The US may have eye-watering levels of executive pay but investors are also growing increasingly concerned about the size of “golden parachutes”—payments made to departing CEOs following a “sudden exit”.
Figures from proxy adviser ISS show the number of shareholder proposals demanding a vote on severance package—what ISS dubs a “new spin” on say-on-pay—has more than doubled, year-on-year.
An article by Subodh Mishra, head of communications at ISS, says: “Golden parachutes cushion corporate leaders from the financial risks of a sudden exit by promising substantial severance packages, particularly where there is a change in control.
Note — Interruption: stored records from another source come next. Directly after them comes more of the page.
PR #1736, opened 2024-10-02
Improve developer experience

ThisIsMissEm:
### Summary

Whilst working on #1735, I noticed it was hard to debug the code, this change adds a fairly opinionated way to debug the code when developing the doorkeeper gem. Additionally I've fixed the warning in the tests that I mentioned in #1732.

Now when developing in either the code or the specs, you can use the `debugger` keyword to jump into an interactive debugging session.

### Other Information

Why include irb in the Gemfile? That's been recommended by the irb authors, due to irb bundled with ruby frequently being out of date with the state of irb development.

### DIFF
--- a/Gemfile
+++ b/Gemfile
@@ -27,3 +27,8 @@ gem "sqlite3", "~> 1.4", platform: [:ruby, :mswin, :mingw, :x64_mingw]
 
 gem "tzinfo-data", platforms: %i[mingw mswin x64_mingw]
 gem "timecop"
+
+gem 'irb', '~> 1.8'
+
+# Interactive Debugging tools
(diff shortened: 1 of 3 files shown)


nbulaj (approved):
LGTM :+1:

nbulaj:
Hm interesting that 1 test started to fail :thinking:

ThisIsMissEm:
> Hm interesting that 1 test started to fail 🤔

I think that test case may be flakey, have seen failures for it in other branches too

stanhu:
This change broke tests for Rails < 7.1: https://github.com/doorkeeper-gem/doorkeeper/pull/1742. I don't think this was flaky.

“From the shareholder perspective, though, they are costly outlays that fail to pay for performance. With challenging macroeconomic factors and recession worries top of mind in the last several years, shareholders and corporate governance advocates are showing increased interest in curbing excessive CEO and executive financial windfalls upon termination.”
This year’s concern
Figures show that since January 2020, there have been 61 shareholder proposals concerned about golden parachutes, with 41 of those in 2023 alone.
Research by ISS reveals that the average golden parachute has dropped in value from an average of $13.1m in 2022 to $10.3m in the last year.
ISS says many of the shareholder concerns stem from golden parachutes that follow mergers and takeovers.
Proposals argue that managers should remain focused on “performance” instead of pursuing “business combinations that would not be well aligned, resulting in costly termination packages”.
If the US economy worsens, there is concern that there may be more parachutes on the way.
High-profile examples include three Twitter executives who attracted headlines around the world when it was revealed that together they would receive $122m in “separation payments”.
Flight risk
Alaska Air saw so much dissent from shareholders over golden parachutes that its board agreed a policy that “requires shareholder ratification for new or renewed severance agreements” if their value topped 2.99 times the sum of an executive’s salary plus bonus.
Another company, Spirit AeroSystems, put in place a policy that shareholders have to approve cash severances worth more than the 2.99 times.
In the UK, severance payments often make news, too. The most recent to cause headlines was that given to NatWest Group CEO Alison Rose, who left the bank after revealing information about client Nigel Farage to a journalist.
Rose was recently told she would not receive almost £7.6m of her potential payment because she did not meet the terms of “good leaver” status under her contract.
The UK debate often comes under the term “rewards for failure”, though it is bound up in a general debate about executive pay. A new version of the UK’s corporate governance code, due to be published in January, could strengthen oversight of executive pay with demands for more reporting on “malus and claw back”, provisions that allow companies to cut or reclaim bonuses if performance falls short or companies are forced to reastate their results.
Mishra concludes that time will tell if “say on golden parachutes” will gain momentum in the US. “Either way,” he adds, “attention on the topic now suggests that it is an important compensation and shareholder rights issue that is meant to ensure that corporate managements are properly and prudently incentivised to run successful companies for the long term—paid fairly for true performance, but not overcompensated for exit strategies.”